D- YAZARIN VARDIGI SONUÇ
Dürüstlük kuralı objektif nitelikte olsa da bir davranışın bu kurala uygun olup olmadığı
takdire bağlıdır, bu da hakimin takdiri olacaktır. Yani hakim değerlendirilmesi söz konusu
olan davranışın dürüstlük kuralına uygun olup olmadığına karar verirken toplumun genel
anlayış ve değer yargılarını dikkate alacaktır kullanılan hakkın tanınması ve korunmasındaki
amacı gözetecektir. Toplum düzeninin ve huzurunun devamı için hak sahibinin hakkını
kullanırken başkalarının haklarına saygılı olmakla da yükümlü olduğunu göz ardı
etmeyecektir. Kişiye tanınan hak ve yetkilerin kullanılmasından doğan uyuşmazlıkların
çözümünde hakim dürüstlük kuralından hakkın amacına uygun kullanılıp kullanılmadığının
kontrolünde bir ölçüt olarak yararlanılır, çünkü dürüstlük kuralı ve hakkın kötüye kullanılması
yasağı kanun hükümlerinin katı uygulanmasının ortaya çıkarabileceği adalet anlayışına ve
hakkaniyetine aykırı yaşam ihtiyaçlarına ve ahlaka uygun olmayan sonuçları önleyecek
nitelikte genel kuraldır. Özetle belirtmek gerekirse özel hukuk ile medeni usul hukuku bir
bütünlük ayrılmazlık özelliği göstermezler.

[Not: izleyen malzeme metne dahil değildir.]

PR #2699, opened 2024-05-16
Update local-litellm-ollama.md

lugq1990:
As per hands on check to use ollama in local server that for the last part to call function, that without the config for `code_execution_config` will get: `RuntimeError: Code execution is set to be run in docker (default behaviour) but docker is not running.`.

Just add with same config as before

## Checks

### DIFF
--- a/website/docs/topics/non-openai-models/local-litellm-ollama.md
+++ b/website/docs/topics/non-openai-models/local-litellm-ollama.md
@@ -235,6 +235,7 @@ user_proxy = autogen.UserProxyAgent(
     is_termination_msg=lambda x: x.get("content", "") and "TERMINATE" in x.get("content", ""),
     human_input_mode="NEVER",
     max_consecutive_auto_reply=1,
+    code_execution_config={'work_dir': 'code', 'use_docker': False}
 )
 
 


marklysze:
Hey @lugq1990, thanks for bringing this up. I've just tried to rerun the original code but I'm getting a 500 error code from LiteLLM error from within their Ollama code. So I'm just asking on their discord as I'm not sure if something has changed that's breaking the code. I'll report back any changes.

lugq1990:
@marklysze Hi there, I have just tried to use the LLama3 model as it's the latest one, maybe you could try to use that one either. 

```sh
litellm --model ollama_chat/llama3
```

marklysze:
Hi @lugq1990, I've just revisited this as I didn't get any response from LiteLLM regarding the 500 error.

I've noticed that Ollama's code base now supports function calling and so I have tried the code again (as per the documentation, no changes) and instead of running LiteLLM with `ollama_chat`:
`litellm --model ollama_chat/llama3.1:8b-instruct-q6_K  --port 4000'

I am running it with just `ollama`:
`litellm --model ollama/llama3.1:8b-instruct-q6_K  --port 4000'

And this seems to work okay. Can you try running the code as is but running LiteLLM with `ollama` instead of `ollama_chat` and let us know if this is working for you now?

_Please note that I am trying it with the latest Llama 3.1 8B (though it should work with other models, though I've found Llama 3 to be good at function calling)._

lugq1990:
@makkzone Hi there the thing here is that maybe not related to LLM model used, but with the runtime configuration, the thing is that if don't provide `code_execution_config={'work_dir': 'code', 'use_docker': False} `, without this config, then will try to use docker as engine, but if docker not exist, will raise the error.

code related: 
decide_use_docker() func with checking elif env_var_use_docker_lower == "none", by default is None, not a `none` string.


This is the root cause of error:

```shell
RuntimeError: Code execution is set to be run in docker (default behaviour) but docker is not running.
The options available are:
- Make sure docker is running (advised approach for code execution)
- Set "use_docker": False in code_execution_config
- Set AUTOGEN_USE_DOCKER to "0/False/no" in your environment variables
```

In fact I have tried to use your suggestion model from ollama_chat to ollama, currently not working either.

In fact I have just tried to raise a PR to fix, but someone has just mention currently page is not suggested. I just closed the RP to fix code issue.

marklysze:
> @makkzone Hi there the thing here is that maybe not related to LLM model used, but with the runtime configuration, the thing is that if don't provide `code_execution_config={'work_dir': 'code', 'use_docker': False} `, without this config, then will try to use docker as engine, but if docker not exist, will raise the error.

Thanks for your detailed notes... I have an updated PR that replaces the .md file (updated in this PR) with a new version to cover the updated Ollama tool calling through LiteLLM and to use a Jupyter notebook format (to align with other documentation pages). See PR #3197.

I've added your code into that PR and it runs okay for me, can you let me know if that works for you?

lugq1990:
@marklysze  Hi mark, in fact I have tried with your new PR code, it's workable!

The thing is related to setting of code_execution_config, if not provided will get default to run with docker engine, but let the user to keep in mind that code_execution_config should be set when to init with False for example.

Much thanks for the update wtih the PR

lugq1990:
Just close for the update with config, as new PR has done that for read.

Issue #2748, opened 2024-05-21
[Bug]: 'name' field on messages not working when using Mistral.AI's API


marklysze:
### Describe the bug

Mistral.AI's API is strict on what keys are allowed on the messages.

When running a GroupChat, the `name` key on each message is causing an exception when using the Mistral.AI API through the standard client:
```
openai.UnprocessableEntityError: Error code: 422 - {'object': 'error', 'message': {'detail': [{'type': 'extra_forbidden', 'loc': ['body', 'messages', 1, 'user', 'name'], 'msg': 'Extra inputs are not permitted', 'input': 'User_proxy'}]}, 'type': 'invalid_request_error', 'param': None, 'code': None}
```

If the `name` key is removed from each message no exception is thrown.

Mistral.AI API's documentation on message:
![image](https://github.com/microsoft/autogen/assets/66362098/323380f8-ff48-4aa3-9b12-a18e70b684a0)

Creating this issue in relation to testing from PR #2635, specific messages [1](https://github.com/microsoft/autogen/pull/2635#issuecomment-2119694056) and [2](https://github.com/microsoft/autogen/pull/2635#issuecomment-2123119436)

---

Would be good to have an endpoint that developers could use for Mistral.AI, and other non-OpenAI inference, where the `name` isn't accepted/used.

On a side-note, my testing shows that the `name` field isn't being used for Ollama, LiteLLM+Ollama, or together.ai.

ekzhu:
A possible solution is to have a built-in model client for Mistral AI's API. It's a thin client that does a simple pop of the `name` key.

marklysze:
> A possible solution is to have a built-in model client for Mistral AI's API. It's a thin client that does a simple pop of the `name` key. See example of model client: https://microsoft.github.io/autogen/docs/topics/non-openai-models/cloud-anthropic

Thanks @ekzhu, for Mistral, they have their own library, like the Anthropic one, so would you see this using that library or the openai library?

```
from mistralai.client import MistralClient
from mistralai.models.chat_completion import ChatMessage
```

ekzhu:
I think using their library as an optional dependency makes sense. So when `api_type=mistral_ai`, it is going to check if the mistral client library has been installed if not then raise runtime error.

marklysze:
> I think using their library as an optional dependency makes sense. So when `api_type=mistral_ai`, it is going to check if the mistral client library has been installed if not then raise runtime error. 

Okay, I've started creating a Mistral client model class.

[...]

PR #2682, opened 2024-05-14
AgentOps Runtime Logging Implementation

bboynton97:
## Why are these changes needed?

This PR adds AgentOps as an optional integration with autogen

- Extends the Runtime Logger to support additional logging calls
- Adds a `source` field to a number of logging functions
- Adds `agentops_logging.py` for agent observability
- A few type issues
- A few typos

## Checks

- [x] I've included any doc changes needed for https://microsoft.github.io/autogen/. See https://microsoft.github.io/autogen/docs/Contribute#documentation to build and test documentation locally.
- [ ] I've added tests (if relevant) corresponding to the changes introduced in this PR.
- [ ] I've made sure all auto checks have passed.

PR #2892, opened 2024-06-08
Mistral Client

marklysze:
This is a Mistral Client that provides a way to use the Mistral.AI API for an agent. It's available as 'MistralAIClient` (similar to `GeminiClient`).

This client provides some benefits over attempting to use the Mistral.AI API through the standard config as it can cater for some of the nuances of the Mistral.AI API such as not allowing the `name` key on a message or failing if a `system` role appears after an `assistant` role.

This client supports text generation and function/tool calling. Additionally, costs align with the Mistral.AI API costs.

This is my first client class, hopefully I've set everything up correctly. I based changes on the Gemini Client class.

## Related issue number

Relates to PR #2748.

I haven't added any documentation at this stage, will do once it has been reviewed.

## Checks


Hk669:
i think, instead of adding mistral into the autogen dependencies, let the user have it installed manually if working with non-openai modela as mentioned in the https://microsoft.github.io/autogen/docs/topics/non-openai-models/about-using-nonopenai-models/

Hk669:
> i think, instead of adding mistral into the autogen dependencies, let the user have it installed manually if working with non-openai models as mentioned in the https://microsoft.github.io/autogen/docs/topics/non-openai-models/about-using-nonopenai-models/
> 
> cc @ekzhu

i believe we are not maintaining any dependencies other than openai for the client. what do you think @ekzhu?

Josephrp (commented):
would be nice to make a toy notebook or app in examples and a short blog post about it , to accompany the next release : this is cool ! & thanks for the contribution !

marklysze:
> i think, instead of adding mistral into the autogen dependencies, let the user have it installed manually if working with non-openai models as mentioned in the https://microsoft.github.io/autogen/docs/topics/non-openai-models/about-using-nonopenai-models/
> 
> cc @ekzhu

Hey @Hk669, yes, you make a good point - my intention is to do that and have users choose it in the same way as the GeminiClient, whereby it will install Mistral's API library if you specify it:
`pip install pyautogen[mistral]`

[So similar to what is shown here](https://microsoft.github.io/autogen/docs/topics/non-openai-models/cloud-gemini#installation).

If I've not done that correctly, can you let me know.

marklysze:
> would be nice to make a toy notebook or app in examples and a short blog post about it , to accompany the next release : this is cool ! & thanks for the contribution !

Hey @Josephrp, yep, absolutely - I'm going to work on that now as part of this PR :)

Hk669:
> > i think, instead of adding mistral into the autogen dependencies, let the user have it installed manually if working with non-openai models as mentioned in the https://microsoft.github.io/autogen/docs/topics/non-openai-models/about-using-nonopenai-models/
> > 
> > cc @ekzhu
> 
> Hey @Hk669, yes, you make a good point - my intention is to do that and have users choose it in the same way as the GeminiClient, whereby it will install Mistral's API library if you specify it:
> `pip install pyautogen[mistral]`
> 
> [So similar to what is shown here](https://microsoft.github.io/autogen/docs/topics/non-openai-models/cloud-gemini#installation).
> 
> If I've not done that correctly, can you let me know.

Yes @marklysze it was correctly setup, sorry i haven't gone through the complete code, assuming to add the dependencies. This PR looks good to me. Thanks for the PR. 

Also as mentioned, it would be great to add a notebook to help devs using mistralai with autogen. Thanks.

marklysze:
> Yes @marklysze it was correctly setup, sorry i haven't gone through the complete code, assuming to add the dependencies. This PR looks good to me. Thanks for the PR. 
> 
> Also as mentioned, it would be great to add a notebook to help devs using mistralai with autogen. Thanks. 

No problem, yes I'm writing that now and have found that I need to change the client class a bit around initialisation, so hold off any testing until I have a notebook included :)

marklysze:
Okay, I've corrected the handling of the config and have added a new notebook called `cloud-mistralaiclient` under the using Non-OpenAI models topic. Should be okay to test with now.

Hk669:
> Okay, I've corrected the handling of the config and have added a new notebook called `cloud-mistralaiclient` under the using Non-OpenAI models topic. Should be okay to test with now.

image

i have no clue why the logger is None, can you please check on that? i understand we are not initializing any logger before the start of the chat, but why is it triggering the logging?

Deykeepcomn4me:
U are a hackers  and I am and have reported u to fbi know that

okokok

Deykeepcomn4me:
This is a hacker

okokok

marklysze:
> > Okay, I've corrected the handling of the config and have added a new notebook called `cloud-mistralaiclient` under the using Non-OpenAI models topic. Should be okay to test with now.
> 
> image
> 
> i have no clue why the logger is None, can you please check on that? i understand we are not initializing any logger before the start of the chat, but why is it triggering the logging?

Thanks for testing, I haven't noticed that but may have missed it. I'll check out what's happening, migh be a day or two until I can check it.

marklysze:
Hey @Hk669, a recent commit included function logging, so I've asked via a comment in that PR #2682 as to whether this is expected.

Hk669:
Yeah it seems to be an issue, let me raise a new PR to fix it.

marklysze:
I've just added the ability to use the Mistral.AI API parameters like temperature, random_seed, top_p, etc. Updated documentation as well.

yiranwu0 (commented):
Great job! I am thinking of creating a notebook to demonstrate that we can use different models in AutoGen, this PR is a big help!

autogen/oai/mistral.py
```diff
@@ -0,0 +1,195 @@
...
+from openai.types.chat.chat_completion import ChatCompletionMessage, Choice
+from openai.types.completion_usage import CompletionUsage
+from typing_extensions import Annotated
+
+
+class MistralAIClient:
+    """Client for Mistral.AI's API."""
+
+    # Mapping, where Key is a term used by Autogen, and Value is a term used by Mistral.AI
+    PARAMS_MAPPING = {
```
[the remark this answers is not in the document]
marklysze: Yep, sorry, left that in... not needed :). I'll remove it.

autogen/oai/mistral.py
```diff
@@ -0,0 +1,195 @@
...
+                tools=converted_functions,
+                tool_choice="auto",
+                temperature=self._config.get("temperature", 0.7),
+                top_p=self._config.get("top_p", 1),
+                max_tokens=self._config.get("max_tokens", None),
+                safe_prompt=self._config.get("safe_prompt", False),
+                random_seed=self._config.get("random_seed", None),
+            )
+        except MistralAPIException:
+            raise RuntimeError("Mistral.AI exception occurred while calling Mistral.AI API")
```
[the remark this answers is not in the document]
marklysze: Good point, I'll add the original exception message to it.

autogen/oai/mistral.py
```diff
@@ -0,0 +1,195 @@
...
+            mistral_response = client.chat(
+                model=self.model,
+                messages=mistral_messages,
+                tools=converted_functions,
+                tool_choice="auto",
+                temperature=self._config.get("temperature", 0.7),
+                top_p=self._config.get("top_p", 1),
+                max_tokens=self._config.get("max_tokens", None),
+                safe_prompt=self._config.get("safe_prompt", False),
+                random_seed=self._config.get("random_seed", None),
```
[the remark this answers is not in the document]
marklysze: I need to dig into that a bit further, thanks for highlighting it...

For `stream`, will do - yes, it is supported.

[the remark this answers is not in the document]
yiranwu0: We can add stream in another PR to decompose the tasks. It will be easier to merge this one.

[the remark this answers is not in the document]
marklysze: > We can add stream in another PR to decompose the tasks. It will be easier to merge this one.

Yep, I'll just add the TODO here.

marklysze:
> Yeah it seems to be an issue, let me raise a new PR to fix it.

Thanks @Hk669, I've re-run the notebook to remove these logging warnings.

autogen/oai/mistral.py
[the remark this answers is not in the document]
marklysze: @yiranwu0, I've updated the code to use the config kwargs. However, I am storing the config on the object as I am doing checking the config types and values, providing warnings, and setting defaults.

I've added the streaming TODO note as well as supporting the keyword but setting it to False with a note to the user if they try to set it to True.

test/oai/test_mistral.py
```diff
@@ -0,0 +1,219 @@
...
+            self.usage = usage
+            self.cost = cost
+            self.model = model
+
+    return MockResponse
+
+
+@pytest.fixture
+def mistral_client():
+    return MistralAIClient(config={"model": "mistral-small-latest", "api_key": "fake_api_key"})
```
Hk669, line 33:
```suggestion
     return MistralAIClient(model="mistral-small-latest", api_key="fake_api_key")
```

Client code is searching for the model directly in the *kwargs and not the config.
```
def load_params(self, **kwargs):
        """Loads the parameters for Mistral.AI API from the config. We load them specifically here for loading, type checks and defaults"""
        self._config_model = kwargs.get("model", None)
        self._config_api_key = kwargs.get("api_key", None)
```


else we need an update on the Client to handle this edge case. thanks

Hk669 (changes requested):

autogen/oai/mistral.py
```diff
@@ -0,0 +1,254 @@
...
+from typing_extensions import Annotated
+
+
+class MistralAIClient:
+    """Client for Mistral.AI's API."""
+
+    def load_params(self, **kwargs):
+        """Loads the parameters for Mistral.AI API from the config. We load them specifically here for loading, type checks and defaults"""
+        self._config_model = kwargs.get("model", None)
+        self._config_api_key = kwargs.get("api_key", None)
```
Hk669, line 48:
```suggestion
        if config in kwargs:
               config = kwargs.get("config")
               self._config_model = config.get("model", None)
               self._config_api_key = config.get("api_key", None)
        self._config_model = kwargs.get("model", None)
        self._config_api_key = kwargs.get("api_key", None)
```

Hk669: @marklysze i think this should handle the test failures.

marklysze: Thanks for pointing out the test failures. I changed the handling of the config but didn't update the tests. I'll revisit the tests, including with your suggestion.

Hk669: sure, thanks.

test/oai/test_mistral.py
marklysze: Thanks again @Hk669, I've updated the Mistral class and test to handle the direct config method. Tested with the notebook and some other local test files, working as expected.

autogen/oai/mistral.py
```diff
@@ -0,0 +1,258 @@
...
+            mistral_response = client.chat(
+                model=self._config_model,
+                messages=mistral_messages,
+                tools=converted_functions,
+                tool_choice="auto",
+                temperature=self._config_temperature,
+                top_p=self._config_top_p,
+                max_tokens=self._config_max_tokens,
+                safe_prompt=self._config_safe_prompt,
+                random_seed=self._config_random_seed,
```
yiranwu0, line 177: I don't you need local variables like `self._config_temperature` here, you are not reading in params from the create function. What if the self._config_temperature is set to 0.1 and there is a new `temperature=0.7` pass in to create? This local is not updated.

Also saving the configs here is not necessary. You can check out starting from line 581  in client.py, the configs are already saved in OpenAIWrapper, the outer layer, and then merged with new configs that are passed in. So you only need to read all params pass in from `create` each time.
https://github.com/microsoft/autogen/blob/b03fb6d6a3e6409f2e9593324e5350a8ade97a9f/autogen/oai/client.py#L581 

Like what the GeminiClient is doing around line 163: https://github.com/microsoft/autogen/blob/f36b658f8fa5695bbf30647aa9283613e308c7d7/autogen/oai/gemini.py#L163

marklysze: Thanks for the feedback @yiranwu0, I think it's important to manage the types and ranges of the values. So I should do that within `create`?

Yani medeni usul hukukunun özel hukukun bir
parçası olduğu söylenemez ancak bu iki hukuk dalı arasındaki sıkı bağlantıda göz ardı
edilemez. Özellikle bir kimsenin maddi hukuktan doğan veya usulü haklarını kullanırken
dürüstlük kurallarına uygun davranması gerektiği konusunda usul hukuku ile özel hukuk
birbirlerinden ayrılmayacak bir birlik içerisindedirler.
E- OKUYUCUNUN VARDIĞI SONUÇ
Açıklamalar ışığı altında dürüstlük kurallarının temelde belli bir toplumdaki kamusal
vicdanın yarattığı değer yargıları olduğunu ve bu yönleriyle, hukuk düzeni içinde korunan
genel etik ilkeleri ifade ettiğini söylemek yanlış olmayacaktır. Bunun içindir ki hukuk
düzenlerinde “hiç kimsenin kendi kusuruyla ve kastıyla hak elde edememesi” (nemo auditur
kuralı) gibi genel ahlâka aykırı davranışları yasaklayan ilkeler hep dürüstlük kuralları temel
olmuştur. Dolayısıyla somut meseleler hakkında hukuk düzeni içinde özel ve pozitif bir kural
bulunmadığı noktalarda dürüstlük kuralları uygulama alanı bulmaktadır. İçerikleri kanun
koyucu tarafından kesin ve net olarak ortaya konulmayan bu kurallar, değişken, belirsiz ve
bireylerin dışında oluşan genel hükümlerdir. Değişkenlik kuralların zamana ve mekâna göre
farklılaşabilmeleri; buna karşılık belirsizlik ise her ayrı meseleye uygun somutlaştırılma
ihtiyacını ifade eder. Somutlaştırmayı sağlayacak olan hâkimin belirlemesi gereken ise
dürüstlük kurallarının korudukları hukuki menfaatler ve değerlerdir. Bu anlamda kuralların
aslında içeriğindeki ahlâki (dolayısıyla etik) ve sosyolojik değerlere dolaylı da olsa bir
göndermede bulunduğunu ifade etmek yanlış olmaz. Kaldı ki zaten taraflar arasındaki güven
ilişkisini kuran da kuralların temelindeki bu ahlaki değerlerdir. Üstelik hukuk dışı bu değerler
için de dahi hukuk düzeninin temel eğilimleri ve anayasal ilkeler belirleyici olarak esas
alınmak zorundadır ve bir yerde dürüstlük kurallarına söz konusu ahlâki rengi veren de
temelindeki aynı güven duygusudur. Bu anlamda dürüstlük kuralları, hukuki bir mesele
(quaestio iuris) olarak, aydınlatılmak ve çözülmek üzere hâkimin önündedir (jura novit curia)
ve kuralların hakim tarafından re’sen dikkate alınması gerekir.